◆ EXERCISE ◆
In the material below, the required lines run from the one containing "PR #365, opened 2025-01-21" through the one containing "edknv: We used". Copy those lines exactly, ends included, and nothing else.

◆ GIVEN RECORDS ◆
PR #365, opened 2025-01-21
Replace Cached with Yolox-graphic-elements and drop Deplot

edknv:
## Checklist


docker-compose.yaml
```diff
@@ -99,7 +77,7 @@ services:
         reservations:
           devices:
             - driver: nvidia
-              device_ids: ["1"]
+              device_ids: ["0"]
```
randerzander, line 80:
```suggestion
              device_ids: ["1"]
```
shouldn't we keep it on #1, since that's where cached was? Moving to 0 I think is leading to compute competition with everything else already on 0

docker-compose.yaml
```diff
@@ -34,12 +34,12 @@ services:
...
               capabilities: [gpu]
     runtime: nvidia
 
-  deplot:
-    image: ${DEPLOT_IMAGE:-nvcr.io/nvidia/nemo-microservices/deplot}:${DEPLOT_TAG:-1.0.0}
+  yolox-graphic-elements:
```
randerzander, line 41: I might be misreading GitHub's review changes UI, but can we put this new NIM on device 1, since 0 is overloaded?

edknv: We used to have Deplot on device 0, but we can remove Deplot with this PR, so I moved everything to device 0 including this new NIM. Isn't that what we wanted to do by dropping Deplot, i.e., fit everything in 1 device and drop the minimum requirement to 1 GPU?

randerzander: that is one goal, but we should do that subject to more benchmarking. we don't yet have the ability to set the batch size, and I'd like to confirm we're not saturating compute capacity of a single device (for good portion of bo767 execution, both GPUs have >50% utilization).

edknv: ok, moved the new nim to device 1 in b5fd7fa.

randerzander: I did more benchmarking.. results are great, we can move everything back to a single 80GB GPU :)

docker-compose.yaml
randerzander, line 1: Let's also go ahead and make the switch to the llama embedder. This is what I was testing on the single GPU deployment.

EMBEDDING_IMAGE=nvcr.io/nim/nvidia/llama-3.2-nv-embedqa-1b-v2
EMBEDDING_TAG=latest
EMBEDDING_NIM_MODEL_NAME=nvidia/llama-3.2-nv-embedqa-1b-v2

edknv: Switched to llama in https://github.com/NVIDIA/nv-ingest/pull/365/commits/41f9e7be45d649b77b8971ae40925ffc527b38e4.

--

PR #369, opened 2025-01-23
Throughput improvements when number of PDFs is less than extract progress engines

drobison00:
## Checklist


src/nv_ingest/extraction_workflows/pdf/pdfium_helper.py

==

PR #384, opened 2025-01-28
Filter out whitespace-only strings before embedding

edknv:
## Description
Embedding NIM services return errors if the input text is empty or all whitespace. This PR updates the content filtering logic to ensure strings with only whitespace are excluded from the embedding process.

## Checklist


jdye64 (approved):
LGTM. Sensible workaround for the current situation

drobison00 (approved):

◆ ANSWER TO THIS EXERCISE ◆
PR #365, opened 2025-01-21
Replace Cached with Yolox-graphic-elements and drop Deplot

edknv:
## Checklist


docker-compose.yaml
```diff
@@ -99,7 +77,7 @@ services:
         reservations:
           devices:
             - driver: nvidia
-              device_ids: ["1"]
+              device_ids: ["0"]
```
randerzander, line 80:
```suggestion
              device_ids: ["1"]
```
shouldn't we keep it on #1, since that's where cached was? Moving to 0 I think is leading to compute competition with everything else already on 0

docker-compose.yaml
```diff
@@ -34,12 +34,12 @@ services:
...
               capabilities: [gpu]
     runtime: nvidia
 
-  deplot:
-    image: ${DEPLOT_IMAGE:-nvcr.io/nvidia/nemo-microservices/deplot}:${DEPLOT_TAG:-1.0.0}
+  yolox-graphic-elements:
```
randerzander, line 41: I might be misreading GitHub's review changes UI, but can we put this new NIM on device 1, since 0 is overloaded?

edknv: We used to have Deplot on device 0, but we can remove Deplot with this PR, so I moved everything to device 0 including this new NIM. Isn't that what we wanted to do by dropping Deplot, i.e., fit everything in 1 device and drop the minimum requirement to 1 GPU?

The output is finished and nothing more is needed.